### Given information
-=-=-

PR #634, opened 2016-11-07
Fix missing assets in the header section

### LINKED ISSUE #619: Fix bugs in EPUB format
- [x] Mimetype file entry is missing or is not the first file in the archive.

-=-=-

### Assigned task
What you return should match the data character for character.

### Response area
PR #634, opened 2016-11-07
Fix missing assets in the header section

### LINKED ISSUE #619: Fix bugs in EPUB format
- [x] Mimetype file entry is missing or is not the first file in the archive.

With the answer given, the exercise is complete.